Subsequently, using the same electron beam accelerator as above, the polycarbosilane-based fiber having a melting temperature of 230 ° C. was irradiated with an accelerated electron beam by the apparatus of the present invention. The polycarbosilane-based fiber was wound about 5000 m per bobbin, and irradiated with an accelerated electron beam having an acceleration voltage of 2 MV and a current of 10 mA in a helium gas stream. In order to prevent overheating of the polycarbosilane-based fiber due to the irradiation of the accelerated electron beam, an irradiation container 20 was used.
A water-cooled radiator for cooling was installed in the chamber. As a result, without decomposing the polycarbosilane fiber,
Irradiated with an accelerated electron beam of 10 MGy in a time, the crosslinking reaction of the polycarbosilane-based fiber was performed, and the melting temperature was raised.

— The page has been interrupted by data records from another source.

PR #5863, opened 2024-04-18
fix  ifa->ifa_addr 空指针

qingyan01:
## What type of PR is this?
 bug

image

## Checklist:
Tests:
- [ ] Function test
- [ ] Performance test
- [ ] N/A

Affects:

## Release notes:

> ex. Fixed the bug .....

### DIFF
--- a/src/common/network/NetworkUtils.cpp
+++ b/src/common/network/NetworkUtils.cpp
@@ -66,7 +66,7 @@ StatusOr<std::vector<std::pair<std::string, std::string>>> NetworkUtils::listDev
   }
   for (auto* ifa = iflist; ifa != nullptr; ifa = ifa->ifa_next) {
     // Skip non-IPv4 devices
-    if (ifa->ifa_addr->sa_family != AF_INET) {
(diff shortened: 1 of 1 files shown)


src/common/network/NetworkUtils.cpp
```diff
@@ -66,7 +66,7 @@ StatusOr<std::vector<std::pair<std::string, std::string>>> NetworkUtils::listDev
   }
   for (auto* ifa = iflist; ifa != nullptr; ifa = ifa->ifa_next) {
     // Skip non-IPv4 devices
-    if (ifa->ifa_addr->sa_family != AF_INET) {
+    if (nullptr == ifa->ifa_addr || ifa->ifa_addr->sa_family != AF_INET) {
```
yixinglu, line 69: prefer to move the following `auto *addr` above the `if` and check whether the `addr` is nullptr

qingyan01: ok

yixinglu (approved):

Salieri-004 (approved):

Salieri-004 (approved):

Next, the polycarbosilane-based fiber was transferred into the stabilization container 300 while being wound around the bobbin 100 according to the above-described procedure. The polycarbosilane-based fiber was heated at a temperature of 500 ° C. using the heater 304 while flowing argon gas in the stabilization container 300 to quench the reactive species. The bobbin rotates at 1 rpm with heating
And rotated. An elemental analysis of the polycarbosilane-based fiber after the stabilization treatment confirmed that no oxygen was contained and no oxidation occurred. That is, the reactive species was completely quenched by the stabilization treatment.

[Brief description of the drawings]

FIG. 1 is a schematic view of a bobbin.

FIG. 2 is a top view and a front view of an irradiation container.

FIG. 3 is a side view of the irradiation container.

FIG. 4 is a top view and a front view of a stabilization processing container.

FIG. 5 is a side view of the stabilization processing container.

FIG. 6 is a diagram showing a dose distribution of a bobbin.

[Explanation of symbols]

 REFERENCE SIGNS LIST 100 bobbin 101 flange 102 trunk 200 irradiation container 201 hermetic shutter 202 rotating roller 203 irradiation window 204 chain 205 exhaust valve 206 ionizing radiation 207 hermetic shutter motor 300 stabilization processing container 301 hermetic shutter 302 motor for bobbin rotation 303 chain 304 heating Heater 305 Insulation material 306 Bobbin moving handle 307 Rotating roller 308 Viewing window 309 Exhaust valve 310 Airtight shutter motor

Continuation of the front page (56) References JP-A-55-58500 (JP, A) (58) Fields investigated (Int. Cl. ⁷ , DB name) B01J 19/00-19/32

Claims (3)

(57) [Claims] 1. A rotary irradiation apparatus for uniformly irradiating an object with ionizing radiation, wherein: A) a bobbin for winding the object to be irradiated; and B) a bobbin capable of being housed therein. And an airtight irradiation container including a rotating means for rotating the bobbin and an irradiation window for ionizing radiation, and C) a bobbin capable of being housed therein, and including a heating means for an object to be irradiated. And an airtight stabilization treatment container connectable to the irradiation container. 2. The apparatus according to claim 1, wherein the irradiation container further includes cooling means for cooling an object to be irradiated. 3. The apparatus according to claim 1, wherein the stabilization processing container further comprises a rotating means for rotating the bobbin.